- Original language: Hindi
- Written by: Rahul Bhuchar, Naresh Katyayan
- Based on: Ramayana by Valmiki
- Music by: Udbhav Ojha, Saurabh Mehta
- Lyrics by: Ram Kumar Singh, Aalok Shrivastav
- Chorus: Felicity Theatre
- Genre: Mythological drama
- Setting: Ancient India

Premiere
- Date: January 25, 2024
- Place: Kamani Auditorium
- Directed by: Gaurav Bhardwaj

= Humare Ram =

Indian Hindi-language stage production based on the Ramayana

Humare Ram is an Indian historical play directed by Gaurav Bhardwaj and produced by Rahul Bhuchar under the banner of Felicity Theatre, with Ashutosh Rana as Ravan and Rahul Bhuchar as Ram.

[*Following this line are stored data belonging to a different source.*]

PR #1330, opened 2022-10-12
fix the cifar/cifairlabel format issues that failed nightly test

vbvg2008:
To support multi-dimensional cross entropy, the label shape can no longer be ambiguous like before.

For example, in torch's sparse cross entropy, we require the shape of `y_pred` to be in (B, ..., C) and `y_true`'s shape needs to be (B, ...) 

However, in case of Cifar/Cifair, y_true's shape is (B, ..., 1), which now violates the shape requirement. This violation used to be allowed under the 1-dimensional label assumption. But since the assumption no longer holds after the multi-dimensional cross entropy support, we need to start enforcing label's shape. 

Hence this PR.

### DIFF
--- a/fastestimator/dataset/data/cifair10.py
+++ b/fastestimator/dataset/data/cifair10.py
@@ -71,8 +71,7 @@ def load_data(root_dir: str = None, image_key: str = "x", label_key: str = "y") 
     fpath = os.path.join(image_extracted_path, 'test_batch')
     x_test, y_test = _load_batch(fpath)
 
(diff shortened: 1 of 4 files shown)


TortoiseHam:
If you're changing the dimensionality of the tensors won't the transpose functions below the modified lines also need to be changed?

vbvg2008:
transpose is applied on x only,    I'm only changing y

TortoiseHam (approved):
LG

The production presents a theatrical interpretation of the Ramayana, emphasizing the prospectives and emotional journeys of its primary characters. Since its debut in 2024, in Kamani Auditorium, the play has been staged in several prominent venues, including NMAAC, Mumbai and Dubai Opera in August 2025

In July 2026, the theatrical production is scheduled for a series of international performances in London. In London, the show will be premiere on 9 July and will stage from 9 July to 12 July at Eventim Apollo.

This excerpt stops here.